YOUNG York company NUE Music Theatre will complete a hat-trick of cutting-edge musical choices for their first three shows with Rent, New York’s most electrifying rock-opera of the 1990s.
Already, the company has staged the gay love story Bare: A Pop Opera and Bat Boy: The Musical, a kind of Rocky Horror Show-style retelling of Tim Burton’s outsider movie, Edward Scissorhands, last year.
Now NUEMusic are to present Jonathan Larson and Billy Aronson’s update of Puccini’s La Boheme, relocated from the Parisian Left Bank to New York’s East Village and the contemporary problems of AIDS, drugs and poverty.
The 1996 American musical will be performed at 41 Monkgate, York, from July 18 to 20 with its blend of rock, blues, gospel and soul music.
The story is set between two Christmases and revolves around two squatters, former junkie punk singer, guitarist and composer Roger Davis and videographer Mark Cohen. Roger is HIV-positive, and so to his new girlfriend, Mimi Marquez, a heroin-addicted exotic dancer at a sadomasochist club.
Meanwhile, Mark’s performance-artist girlfriend, Maureen Johnson, has dumped him for a woman, Joanne Jefferson.
The show opens with Roger trying to come to terms with the suicide of his HIV-positive former girlfriend and striving to write a knockout song before he dies. Show composer Jonathan Larson died suddenly of an aneurysm on the day before the off-Broadway previews begin, and so he never knew his own songs went on to win Tony, Drama Desk and Outer Critics Circle Awards.
Rent has gone on to global success and NUE Music actress Robyn Grant, who will play the bisexual Maureen, believes it is time to take a new look at Larsson’s musical with a 2013 setting.
“NUEMusic like to do their own thing,” she says.
“So we hope we hope to bring fresh views and a new lease of life to an overdone musical, really stripping it back to its roots and creating an original, organic piece of theatre.”
NUEMusic’s production will be directed by stage director and film-maker Cal O’Connell, working in tandem with musical director Thomas Marlow, a 21-year-old postgraduate student at the University of York.
“What we thrive on as a company is having creative team that allows us express ourselves, but what’s great is that Cal and Thomas will tell us where we’re going wrong, which means it will be tighter than our previous shows,” says Robyn.
Fellow company member Aran MacRae, who will play Roger, has worked previously with Cal at York Stage Musicals. “He shares our vision to be free and able to do our own thing in rehearsal,” he says.
“That was important for us, because it’s a rock opera, we want to have the chance for it to come from our hearts.”
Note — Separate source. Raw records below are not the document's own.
PR #4162, opened 2026-05-01
Fix NoTrack, Experiments, ImplicitRelationships

thororen1234:
notrack experiments and implicitrelationships are stable compat however decor isnt

### DIFF
--- a/src/plugins/_core/noTrack.ts
+++ b/src/plugins/_core/noTrack.ts
@@ -44,8 +44,8 @@ export default definePlugin({
             find: "AnalyticsActionHandlers.handle",
             predicate: () => settings.store.disableAnalytics,
             replacement: {
-                match: /^.+$/,
-                replace: "()=>{}",
+                match: /\(0,\i\.analyticsTrackingStoreMaker.{0,800}scheduleWhenIdle:\i\.\i\}\);/,
+                replace: "",
             },
         },
         {
--- a/src/plugins/_core/noTrack.ts
+++ b/src/plugins/_core/noTrack.ts
@@ -44,8 +44,8 @@ export default definePlugin({
             find: "AnalyticsActionHandlers.handle",
             predicate: () => settings.store.disableAnalytics,
             replacement: {
-                match: /\(0,\i\.analyticsTrackingStoreMaker.{0,800}scheduleWhenIdle:\i\.\i\}\);/,
-                replace: "",
+                match: /\(0,\i\.analyticsTrackingStoreMaker\)/,
+                replace: "(()=>{})",
             },
         },
         {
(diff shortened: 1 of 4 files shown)


src/plugins/_core/noTrack.ts
```diff
@@ -44,8 +44,8 @@ export default definePlugin({
             find: "AnalyticsActionHandlers.handle",
             predicate: () => settings.store.disableAnalytics,
             replacement: {
-                match: /^.+$/,
-                replace: "()=>{}",
+                match: /\(0,\i\.analyticsTrackingStoreMaker.{0,800}scheduleWhenIdle:\i\.\i\}\);/,
```
sadan4: would it be easier to match the start and replace with with a noop fn here.

src/plugins/implicitRelationships/index.ts
```diff
@@ -96,7 +96,7 @@ export default definePlugin({
         {
             find: ".REQUEST_GUILD_MEMBERS,",
             replacement: {
-                match: /\.send\(\i\.\i\.REQUEST_GUILD_MEMBERS,{/,
+                match: /\.send\(\i\.(?:\i\.)?REQUEST_GUILD_MEMBERS,{/,
```
thororen1234: this is for stable compat

src/plugins/decor/index.tsx
```diff
@@ -112,10 +112,6 @@ export default definePlugin({
         {
             find: "#{intl::PREMIUM_UPSELL_PROFILE_AVATAR_DECO_INLINE_UPSELL_DESCRIPTION}",
             replacement: [
-                {
-                    match: /(#{intl::PREMIUM_UPSELL_PROFILE_AVATAR_DECO_INLINE_UPSELL_DESCRIPTION}.+?return null!=(\i)&&\()(null==\i)/,
-                    replace: (_, rest, avatarDecoration, hasPurchase) => `${rest}(${avatarDecoration}.skuId!==$self.SKU_ID&&${avatarDecoration}.skuId!==$self.RAW_SKU_ID&&${hasPurchase})`
-                },
```
thororen1234, line 118: this will break it on stable so I feel like the stable compat below might be useless

src/plugins/implicitRelationships/index.ts
```diff
@@ -96,7 +96,7 @@ export default definePlugin({
...
                 replace: "$&nonce:arguments[1].nonce,"
```
Vendicated:
```suggestion
                match: /\.REQUEST_GUILD_MEMBERS,{/,
replace: "$&nonce:arguments[1]?.nonce,"
```

src/plugins/decor/index.tsx
Vendicated: just revert this change

thororen1234:
done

Robyn believes Rent defined a new age of musicals. “It changed musical theatre as it addressed such a devastating issue and responded to it with a rock musical – and in doing so, musicals like Spring Awakening came about because of it,” she says.
“It’s not perfect but it’s still very relevant, and that’s why we’re bringing it forward to now when we’re all a bit lost and we’re skint.
“The show has become associated with its look and its songs, but there’s more to it than that; its essence is about loving your friends and yourself.”